Why would I read "Drum 101" when I know how to fish for Drums aka Reds, aka Spot Tail Bass.

I am talking about small Spots, Sea Bream, etc


----------



## dsurf (Aug 5, 2003)

Fireline20 said:


> I am not a Pier fisherman and I have never really targeted Spots before.
> 
> I am going to be at the Fort this Sat/Sun looking for Blues and Reds, but I see they are running and just wonder if they can be caught in the Surf from the beach?
> If so, how? What rig? What bait? How far out? etc, etc.Thanks in advance for the info and I will file a report on my weekend:fishing:


I'm confused, as I believe sehguhll is.........your title is 'spots'...but you say you're looking for Blues and Reds and ask specifically about them.....sehguhll was simply answering your question.


----------



## Cdog (Mar 18, 2002)

Spots, two hook bottom rig, BWFB or the real blood worms,shrimp,squid and small cuts of mullet work.Toss out at different distances untill you find em and then hit that spot over and over.


----------



## petefish (Sep 11, 2008)

*spots in surf*

fireline, i've found that bloodworms work best for spots on a high/low rig dont have to cast out too far for them


----------



## sehguhll (Sep 12, 2008)

Ohhhh, I get it, most poeple don't want to catch "spots"
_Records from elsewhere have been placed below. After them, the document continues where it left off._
PR #3216, opened 2019-07-10
Huge dependency update

jskeet:
- Use GAX 2.9.0 by default
- Use protoc 3.8.0 and gRPC 1.22.0
- Update nunit etc
- Remove unnecessary manually-specified dependencies, and update those that still need to be manually-specified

Not that there is anything wrong with that!


Just use a bottom rig, and flicker snelled hooks # 6.
(gold, the silver don't work)

Bait'em with bloodworms/shrimp.
Fish Bites work, but you will catch fish (spots) 4/1 using real
bloodworms/shrimp. IMHO?????


----------



## RW_20 (Oct 16, 2007)

I've lived in NC all my 43 years and have always gone to NC and SC beaches. I'm new to this forum and I will show my ignorance and say, I could not figure why so many people reported on and targeted spot. All my years spot where the small pin fish caught from the pier "Sea bream" as fireline called them.

I had recently come to the conclusion y'all were talking about drum.
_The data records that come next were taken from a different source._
PR #3218, opened 2019-07-10
Release many of the things!

jskeet:
I'll wait until the repo-wide integration tests have passed before even merging this, as otherwise there's little chance of actually getting the releases through. (Few of these APIs have many integration tests, mind you.)

### DIFF
--- a/apis/apis.json
+++ b/apis/apis.json
@@ -6,12 +6,14 @@
     "serviceYaml": "asset_v1.yaml",
     "productName": "Google Cloud Asset Inventory",
     "productUrl": "https://cloud.google.com/resource-manager/docs/cloud-asset-inventory/overview",
-    "version": "1.0.0-beta01",
+    "version": "1.0.0",
     "type": "grpc",
     "description": "Recommended Google client library to access the Google Cloud Asset Inventory API (v1).",
     "dependencies": {
+      "Google.Api.Gax.Grpc": "2.9.0",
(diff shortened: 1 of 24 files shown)


jskeet:
Integration tests passed yesterday (after big dependency changes), so I'm fairly confident that they won't make these releases fail. PTAL.

apis/apis.json
```diff
@@ -586,12 +614,14 @@
...
     "productUrl": "https://cloud.google.com/compute/docs/instances/managing-instance-access",
-    "version": "1.0.0-beta02",
+    "version": "1.0.0",
     "type": "grpc",
     "description": "Recommended Google client library to manage OS login configuration for Google account users.",
     "tags": [ "OsLogin", "Login" ],
     "dependencies": {
-      "Google.Cloud.OsLogin.Common": "project"
+      "Google.Api.Gax.Grpc": "2.9.0",
+      "Google.Cloud.OsLogin.Common": "project",
```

Thanks for clarifying Got a little chuckle from this post


----------



## sehguhll (Sep 12, 2008)

opcorn::beer:


----------



## bluefish1928 (Jun 9, 2007)

when ever u see a to peir reeling bream0 size fish in, cast ur lien from the surf about 50 yards from the pier. use 2 hook bottom rig with long shank no. 4 hooks baited with bloodwrosm, squid, or shrimp(i don't think mullet is much use)


----------



## Mudd (Jan 10, 2004)

racewire20 said:


> I've lived in NC all my 43 years and have always gone to NC and SC beaches. I'm new to this forum and I will show my ignorance and say, I could not figure why so many people reported on and targeted spot. All my years spot where the small pin fish caught from the pier "Sea bream" as fireline called them.
> 
> I had recently come to the conclusion y'all were talking about drum.
> 
> Thanks for clarifying Got a little chuckle from this post


Racewire, you sound like you are still mixed up. When everyone here talks about fishing for Spots, they mean Spots, also called the Norfolk Spot. http://www.ncfisheries.net/fishfind/coastal7.htm

Not the pinfish, spot-tailed pinfish, pig fish, or spot-tails (red drum, channel bass, puppy drum, redfish).


----------



## Mudd (Jan 10, 2004)

Fireline, 

combine your sea mullet fishing knowledge and your pompano fishing knowledge and BOOM! you're a Spot fisherman.

Use the same baits, sometimes one is better than the other. 1. fresh bloodworms (or FBBW), 2. fresh shrimp, 3. sand crabs, 4. cut bait, 5. any other natural "sea" food.

Use the same two dropper rigs, generally spot hooks could be smaller. Long shank #6 or #4 are very popular.


----------



## RW_20 (Oct 16, 2007)

Mudd said:


> Racewire, you sound like you are still mixed up. When everyone here talks about fishing for Spots, they mean Spots, also called the Norfolk Spot. http://www.ncfisheries.net/fishfind/coastal7.htm
> 
> Not the pinfish, spot-tailed pinfish, pig fish, or spot-tails (red drum, channel bass, puppy drum, redfish).


Yep! Believe your right


----------



## Too Busy (Sep 7, 2007)

Mudd said:


> Fireline,
> 
> combine your sea mullet fishing knowledge and your pompano fishing knowledge and BOOM! you're a Spot fisherman.
> 
> ...



Good advice right there.
I usually find spots anywhere in the break zone to the first swell outside the breakers.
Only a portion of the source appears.